Into the courtyard, dusty and bare. The trees that had been there in his childhood were gone. He crossed it, knocked on his mom’s door, opened it and said, “Ma, it’s me.”

“Ta Shu? Come on in. So nice you came by. Oh! What’s that you’re wearing?”

“Exoskeleton.”

“You okay?”

“Yes, I’m just tired. I’m back from the moon, and the gravity is crushing me.”

“I’m glad you’re back. I was worried about you up there.”

“It’s all safe now. The spaceships land on it pretty fast, but other than that it’s probably safer than a city street.”

“Did you like it?”

“I did. It was peculiar, but interesting.”

He told her about Earthrise and how long it took. She got up, with some difficulty, and put a teapot on to boil.

“You should have one of these,” he said, tapping his body bra, metal against metal. He rang like a tuning fork.

“I don’t want to get stuck in it.”

“Good point.”

They sat and drank Chun Mi tea, her favorite. Much stronger than Peng Ling’s white leaf tea. Ta Shu told her some more stories, and she caught him up on all the action in the neighborhood. Mah-jongg wins and losses, moves in and out, arrests. “And Mo Lan died.”

“Oh no! When?”

“Last month. Caught a cold, then pneumonia.”

“I’m sorry to hear. How old was she?”

“Year younger than me. Eighty-seven.”

“Was she the last of the girls?”

“I’m the last of the girls.”

“Of course. The best track team ever.”

“We had a good team, it’s true. We were all in the same class when they started the school.”

And then she was telling him the story again. He asked questions that he had asked before, said “I see” and “That must have been fun.” As her stories unspooled they ran backward in time, as always.

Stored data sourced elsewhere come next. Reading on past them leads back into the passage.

PR #419, opened 2023-03-03
Upgraded GitHub checkout action from v2 to v3

### LINKED ISSUE #417: Upgrade GitHub checkout action to actions/checkout@v2 because Node.js 12 actions are being deprecated
Node.js 12 GitHub actions are being deprecated and should be updated to use Node.js 16. See: [GitHub Actions: All Actions will begin running on Node16 instead of Node12](https://github.blog/changelog/2022-09-22-github-actions-all-actions-will-begin-running-on-node16-instead-of-node12/)

In our case, we need to upgrade actions/checkout@v2 to actions/checkout@v3

https://github.com/UWB-Biocomputing/Graphitti/blob/21a4b30fa671b5b5418cb9bafd7cdc0c60e9b87d/.github/workflows/tests.yml#L19

jardiamj:
Closes #417 

Upgrades GitHub checkout action v2 to v3, because actions that use Node.js 12 are being deprecated.


stiber:
Will it be OK to let the eventual merge of the development branch into master fix it there, or is this something that needs to be resolved in master before July?

jardiamj:
> Will it be OK to let the eventual merge of the development branch into master fix it there, or is this something that needs to be resolved in master before July?

it says [Here](https://github.blog/changelog/2022-09-22-github-actions-all-actions-will-begin-running-on-node16-instead-of-node12/) that "it will come into effect on September 26th" (sic). I assume that by "it" they mean the deprecation of Node 12 actions. So, I believe that we should be OK with letting the fix come into `master` when we merge the development branch.

stiber (approved):

PR #421, opened 2023-04-05
Pointers in HDF5 recorders

xiangli6:
Convert dataset pointers to normal dataset variables in HDF5 recorder classes


stiber (approved):
Looks good!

“Raised by Red Guards, can you believe it?”

“It must have been strange,” he said. “Weren’t they just teenagers themselves? Teenage boys with machine guns?”

“Just teenage boys with guns! But I never went hungry. My grandfather had been a landlord in the neighborhood, that’s why my father was sent to the country, but my grandfather was a good man and helped everybody, so when Dad and my brothers were sent away, and Mom lost her wits at the shock of that and was sent to the hospital, the neighbors took care of me. Them and the Red Guards. They treated me like a stray cat. Tossed me scraps from time to time. Boys with guns. It was dangerous, I suppose, but I was never afraid. I never went hungry. They took care of me from when I was seven to when I was nine. I remember every day of it.”

“It must have been very strange.”

“It was! I remember every day of it, it was so strange. But then after they all came back, and after the Gang of Four went down, things all went back to normal. And then I can’t remember any of the rest of my childhood, until I went to the sports school and met all the girls. And now I’m the last one left.”

“I guess that’s how it happens,” Ta Shu said.

He watched his mom fondly. How many times he had heard this story. Even inside the device, the weight of the world was still crushing him.